*Work item*. Give the data again, word for word.

*Provided material*.
PR #1278, opened 2024-10-09
Finalise Parson's input

smmercuri:
In this PR we polish the Parson's input. Namely Maxima CAS calls are embedded inside the input type to streamline functionality:
- The model answer is now input as `[ta, proof_steps]` compared to `parsons_answer(ta, proof_steps)`.
- If "hideanswer" is not used as an Extra option, then a proof display using proof block CSS styling is displayed automatically. Previously this required manual use of the `proof_display` function by the author.
- Update the documentation on authoring Parson's questions.


sangwinc:
Thanks @smmercuri, much appreciated.  This is really coming together now.

PR #1290, opened 2024-10-30
Fix CSS for Parson's proof headers

smmercuri:
The PR makes a minor fix to the CSS used in the `parsons` block, which makes the headers resize automatically in proof mode.


sangwinc:
Thanks @smmercuri.

Issue #1287, opened 2024-10-25
Question edit form can have clashing HTML id values


georgekinnear:
If you have a PRT with the same name as one of the inputs, the question editing form has non-unique id values in the HTML.

For instance, if you have an input called `ans1` _and_ a PRT called `ans1`, then the heading for both the input and the PRT have

`<fieldset class="clearfix collapsible collapsed" id="id_ans1header">...`

This is annoying because both sections then expand/collapse together.

I'm not familiar with how the editing form is put together, but from a bit of looking at the code I guess the issue could be resolved by replacing `header` with `input_header` and `prt_header` in the second argument of these lines:

https://github.com/maths/moodle-qtype_stack/blob/afcb387fefb428c4030ff8150e2ac9df288c2a8c/edit_stack_form.php#L423
https://github.com/maths/moodle-qtype_stack/blob/afcb387fefb428c4030ff8150e2ac9df288c2a8c/edit_stack_form.php#L532

(and also the other instance of `header` that comes up a few lines after each of these).

sangwinc:
My vote is that we require inputs and prts to have different names!

georgekinnear:
I don't see why that's needed, though. The only place it seems to be assumed is in the question editing form ID fields, at least from my experience of writing a few questions like this. Everything else works fine!

I found it useful in questions with many inputs that each have a corresponding PRT - e.g. example-generation questions where there are prompts for examples with different properties, where I might have `ans_polynomial`, `ans_nonneg`, etc. and just using the same names for the PRTs attached to each one made sense. (Arguably I could even have done without the `ans_` bit...)

timhunt:
> My vote is that we require inputs and prts to have different names!

Like others, I don't see the need, and think this would be a bad rule.

Just need to stick a prefix (I suggest prt_ or input_ on the field names when building the form.) I think ti is only the header elements, right, so nothing to do when the form is submitted.

sangwinc:
OK, bad idea on my part then!  We can fix the headers with a prefix.  @EJMFarrow please could you look into this?

EJMFarrow:
Headers updated for release as part of 4.8

PR #1293, opened 2024-11-04
Iss1287 - Differentiate headers in edit form

EJMFarrow:
Expand div IDs to differentiate sections in the edit form when opening and closing.

Fix CI while I'm here:
- iframes use a couple of sneaky class parameters to control what's going on. These can persist between tests and need reset  if their value is essential to the test.
- Behat for the Moodle App is no longer compatible with PHP 7.4. I've raised an issue and switched off our checks for Moodle 4.1 for now.
#1287


sangwinc:
Thank you @EJMFarrow that's great!  Thank you so much for fixing the headers in Parsons.
Chris

PR #1338, opened 2024-12-17
Code tidy

EJMFarrow:
Deal with the updated coding standards.
The main issue is 1000s of missing or incorrect docblocks which would take months to add in a meaningful way. Instead, I've added instructions to ignore the specific code sniff at each affected point. This way we don't trigger the warnings/errors but we know exactly where we can improve the code if we're working on these areas in future.


sangwinc:
Thanks @EJMFarrow, this is much appreciated.
Chris

PR #1339, opened 2024-12-18
Healthcheck for AdminUI

Mat-Ge:
Was this intentional? The healthcheck was part of settings.php but not of the AdminUI.

### DIFF
--- a/adminui/index.php
+++ b/adminui/index.php
@@ -35,6 +35,8 @@ require_capability('qtype/stack:usediagnostictools', context_system::instance())
 $links = [
     get_string('stackDoc_docs_desc', 'qtype_stack',
             ['link' => (string) new moodle_url('/question/type/stack/doc/doc.php/')]),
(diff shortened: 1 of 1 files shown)


sangwinc:
@Mat-Ge this looks like an omission but the healthcheck isn't part of the "adminui" page.

We've exposed a lot of tools for _regular teachers_, including the bulk test.  But the healthcheck really is only for site admins.  regular teachers should not have access to this really (most won't know what it's for).

Thanks though, it does look like an error.

Mat-Ge:
@sangwinc, I see your objection that the Healthcheck is different from the other tools. Since all the other tools are intended for regular teachers rather than site admins, wouldn't it make more sense to reduce the link list in the STACK settings to two entries: AdminUI and Healthcheck? This would certainly be clearer than if the Healthcheck was somewhere between the other tools, which are basically intended for regular teachers.

PR #1343, opened 2024-12-19
Added title and alt tags to the string that is used in the editing form

marcusgreen:
I did not know what the icons meant as they are not right next to the dropdown in the PRT part of the form.


sangwinc:
Thanks @marcusgreen

PR #1372, opened 2025-01-24
WIP Iss1358 - Allow import of quizzes via STACK library

EJMFarrow:
Work in Progress but this is ready for some testing and feedback. Does is work as expected/required?

- Quickest way to test is to temporarily copy the `importtest` folder in the `samplequestions` folder into the `stacklibrary' folder and purge the MUC cache.

- Updated library structure display to not show Gitsync files, top directory and (where appropriate) default folders.
- Updated question render to show headings, intro and question file list from quiz files.
- Updated question import to handle Gitsync quiz files. Quiz is created, questions are imported and then added to quiz.
- Questions must be all from the quiz context but can be from multiple question categories.
- Quiz question category structure replicated on import.
- Added instructions to use Gitsync to add a course and its quizzes to the STACK library and maintain them.
- Added unit tests and a test quiz folder in sample questions.
- No behat test yet as we probably need a real quiz in the STACK library for that.
- Unit tests failing for main but looks like that's a PHPUnit change. We probably need to remove all versions of `assertMatchesRegularExpression` and `assertNotMatchesRegularExpression` in `test_base.php`.


sangwinc:
Thanks @EJMFarrow that's a huge amount of work, and a really valuable contribution.

PR #2366, opened 2017-06-15
reenable python tests

olydis:


olydis:
lol, the problem must have been transient. We had Python tests failing consistently and across both Travis and Jenkins yesterday!

PR #2369, opened 2017-06-19
Content type overrides for streams

olydis:
As specified in more detail in `Samples/test/stream-with-content-type/readme.md`, there are 2 orthogonal fixes in this PR:
- make C# generator not fail for `Content-Type` header param, and actually use it if the body type is `Stream` (trivial to enable for other body types, but saw no point so far! If you pass JSON, it's not gonna be XML...)
- provide smart defaults for header param named `Content-Type`. Namely, if you haven't specified an enum on it, it inherits the `consumes` section. This behavior enables deduplication of data in the OpenAPI definition and is no violation of the OpenAPI standard... since `Content-Type` parameters are really to be ignored.


Samples/1a-code-generation-minimal/shell/stderr.txt
```diff
@@ -0,0 +1 @@
+
```
olydis: side effect of shelljs's `sort` on the file...

src/modeler/AutoRest.Swagger/OperationBuilder.cs
```diff
@@ -243,17 +235,30 @@ private void BuildMethodParameters(Method method)
...
+                    // enrich Content-Type header with "consumes"
+                    if (actualSwaggerParameter.Enum == null && 
+                        swaggerParameter.Extensions.GetValue<JObject>("x-ms-enum") == null &&
+                        _effectiveConsumes.Count > 1)
+                    {
+                        actualSwaggerParameter.Enum = _effectiveConsumes.ToList();
+                        actualSwaggerParameter.Extensions["x-ms-enum"] = 
+                            JObject.FromObject(new
+                            {
+                                name = "ContentType",
```
fearthecowboy: So.... what if there are two APIs that take different content types? 

Both APIs will expect their `ContentType` enum class to be called "`ContentType`" ? (and end up in `models`?)

PR #2378, opened 2017-06-20
New JSON RPC client which generates declarative code instead of imperative

sergey-shandar:


olydis:
@azuresdkci add to whitelist

olydis:
@azuresdkci test this please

*Response to the exercise*.
PR #1278, opened 2024-10-09
Finalise Parson's input

smmercuri:
In this PR we polish the Parson's input. Namely Maxima CAS calls are embedded inside the input type to streamline functionality:
- The model answer is now input as `[ta, proof_steps]` compared to `parsons_answer(ta, proof_steps)`.
- If "hideanswer" is not used as an Extra option, then a proof display using proof block CSS styling is displayed automatically. Previously this required manual use of the `proof_display` function by the author.
- Update the documentation on authoring Parson's questions.


sangwinc:
Thanks @smmercuri, much appreciated.  This is really coming together now.

PR #1290, opened 2024-10-30
Fix CSS for Parson's proof headers

smmercuri:
The PR makes a minor fix to the CSS used in the `parsons` block, which makes the headers resize automatically in proof mode.


sangwinc:
Thanks @smmercuri.

Issue #1287, opened 2024-10-25
Question edit form can have clashing HTML id values


georgekinnear:
If you have a PRT with the same name as one of the inputs, the question editing form has non-unique id values in the HTML.

For instance, if you have an input called `ans1` _and_ a PRT called `ans1`, then the heading for both the input and the PRT have

`<fieldset class="clearfix collapsible collapsed" id="id_ans1header">...`

This is annoying because both sections then expand/collapse together.

I'm not familiar with how the editing form is put together, but from a bit of looking at the code I guess the issue could be resolved by replacing `header` with `input_header` and `prt_header` in the second argument of these lines:

https://github.com/maths/moodle-qtype_stack/blob/afcb387fefb428c4030ff8150e2ac9df288c2a8c/edit_stack_form.php#L423
https://github.com/maths/moodle-qtype_stack/blob/afcb387fefb428c4030ff8150e2ac9df288c2a8c/edit_stack_form.php#L532

(and also the other instance of `header` that comes up a few lines after each of these).

sangwinc:
My vote is that we require inputs and prts to have different names!

georgekinnear:
I don't see why that's needed, though. The only place it seems to be assumed is in the question editing form ID fields, at least from my experience of writing a few questions like this. Everything else works fine!

I found it useful in questions with many inputs that each have a corresponding PRT - e.g. example-generation questions where there are prompts for examples with different properties, where I might have `ans_polynomial`, `ans_nonneg`, etc. and just using the same names for the PRTs attached to each one made sense. (Arguably I could even have done without the `ans_` bit...)

timhunt:
> My vote is that we require inputs and prts to have different names!

Like others, I don't see the need, and think this would be a bad rule.

Just need to stick a prefix (I suggest prt_ or input_ on the field names when building the form.) I think ti is only the header elements, right, so nothing to do when the form is submitted.

sangwinc:
OK, bad idea on my part then!  We can fix the headers with a prefix.  @EJMFarrow please could you look into this?

EJMFarrow:
Headers updated for release as part of 4.8

PR #1293, opened 2024-11-04
Iss1287 - Differentiate headers in edit form

EJMFarrow:
Expand div IDs to differentiate sections in the edit form when opening and closing.

Fix CI while I'm here:
- iframes use a couple of sneaky class parameters to control what's going on. These can persist between tests and need reset  if their value is essential to the test.
- Behat for the Moodle App is no longer compatible with PHP 7.4. I've raised an issue and switched off our checks for Moodle 4.1 for now.
#1287


sangwinc:
Thank you @EJMFarrow that's great!  Thank you so much for fixing the headers in Parsons.
Chris

PR #1338, opened 2024-12-17
Code tidy

EJMFarrow:
Deal with the updated coding standards.
The main issue is 1000s of missing or incorrect docblocks which would take months to add in a meaningful way. Instead, I've added instructions to ignore the specific code sniff at each affected point. This way we don't trigger the warnings/errors but we know exactly where we can improve the code if we're working on these areas in future.


sangwinc:
Thanks @EJMFarrow, this is much appreciated.
Chris

PR #1339, opened 2024-12-18
Healthcheck for AdminUI

Mat-Ge:
Was this intentional? The healthcheck was part of settings.php but not of the AdminUI.

### DIFF
--- a/adminui/index.php
+++ b/adminui/index.php
@@ -35,6 +35,8 @@ require_capability('qtype/stack:usediagnostictools', context_system::instance())
 $links = [
     get_string('stackDoc_docs_desc', 'qtype_stack',
             ['link' => (string) new moodle_url('/question/type/stack/doc/doc.php/')]),
(diff shortened: 1 of 1 files shown)


sangwinc:
@Mat-Ge this looks like an omission but the healthcheck isn't part of the "adminui" page.

We've exposed a lot of tools for _regular teachers_, including the bulk test.  But the healthcheck really is only for site admins.  regular teachers should not have access to this really (most won't know what it's for).

Thanks though, it does look like an error.

Mat-Ge:
@sangwinc, I see your objection that the Healthcheck is different from the other tools. Since all the other tools are intended for regular teachers rather than site admins, wouldn't it make more sense to reduce the link list in the STACK settings to two entries: AdminUI and Healthcheck? This would certainly be clearer than if the Healthcheck was somewhere between the other tools, which are basically intended for regular teachers.

PR #1343, opened 2024-12-19
Added title and alt tags to the string that is used in the editing form

marcusgreen:
I did not know what the icons meant as they are not right next to the dropdown in the PRT part of the form.


sangwinc:
Thanks @marcusgreen

PR #1372, opened 2025-01-24
WIP Iss1358 - Allow import of quizzes via STACK library

EJMFarrow:
Work in Progress but this is ready for some testing and feedback. Does is work as expected/required?

- Quickest way to test is to temporarily copy the `importtest` folder in the `samplequestions` folder into the `stacklibrary' folder and purge the MUC cache.

- Updated library structure display to not show Gitsync files, top directory and (where appropriate) default folders.
- Updated question render to show headings, intro and question file list from quiz files.
- Updated question import to handle Gitsync quiz files. Quiz is created, questions are imported and then added to quiz.
- Questions must be all from the quiz context but can be from multiple question categories.
- Quiz question category structure replicated on import.
- Added instructions to use Gitsync to add a course and its quizzes to the STACK library and maintain them.
- Added unit tests and a test quiz folder in sample questions.
- No behat test yet as we probably need a real quiz in the STACK library for that.
- Unit tests failing for main but looks like that's a PHPUnit change. We probably need to remove all versions of `assertMatchesRegularExpression` and `assertNotMatchesRegularExpression` in `test_base.php`.


sangwinc:
Thanks @EJMFarrow that's a huge amount of work, and a really valuable contribution.

PR #2366, opened 2017-06-15
reenable python tests

olydis:


olydis:
lol, the problem must have been transient. We had Python tests failing consistently and across both Travis and Jenkins yesterday!

PR #2369, opened 2017-06-19
Content type overrides for streams

olydis:
As specified in more detail in `Samples/test/stream-with-content-type/readme.md`, there are 2 orthogonal fixes in this PR:
- make C# generator not fail for `Content-Type` header param, and actually use it if the body type is `Stream` (trivial to enable for other body types, but saw no point so far! If you pass JSON, it's not gonna be XML...)
- provide smart defaults for header param named `Content-Type`. Namely, if you haven't specified an enum on it, it inherits the `consumes` section. This behavior enables deduplication of data in the OpenAPI definition and is no violation of the OpenAPI standard... since `Content-Type` parameters are really to be ignored.


Samples/1a-code-generation-minimal/shell/stderr.txt
```diff
@@ -0,0 +1 @@
+
```
olydis: side effect of shelljs's `sort` on the file...

src/modeler/AutoRest.Swagger/OperationBuilder.cs
```diff
@@ -243,17 +235,30 @@ private void BuildMethodParameters(Method method)
...
+                    // enrich Content-Type header with "consumes"
+                    if (actualSwaggerParameter.Enum == null && 
+                        swaggerParameter.Extensions.GetValue<JObject>("x-ms-enum") == null &&
+                        _effectiveConsumes.Count > 1)
+                    {
+                        actualSwaggerParameter.Enum = _effectiveConsumes.ToList();
+                        actualSwaggerParameter.Extensions["x-ms-enum"] = 
+                            JObject.FromObject(new
+                            {
+                                name = "ContentType",
```
fearthecowboy: So.... what if there are two APIs that take different content types? 

Both APIs will expect their `ContentType` enum class to be called "`ContentType`" ? (and end up in `models`?)

PR #2378, opened 2017-06-20
New JSON RPC client which generates declarative code instead of imperative

sergey-shandar:


olydis:
@azuresdkci add to whitelist

olydis:
@azuresdkci test this please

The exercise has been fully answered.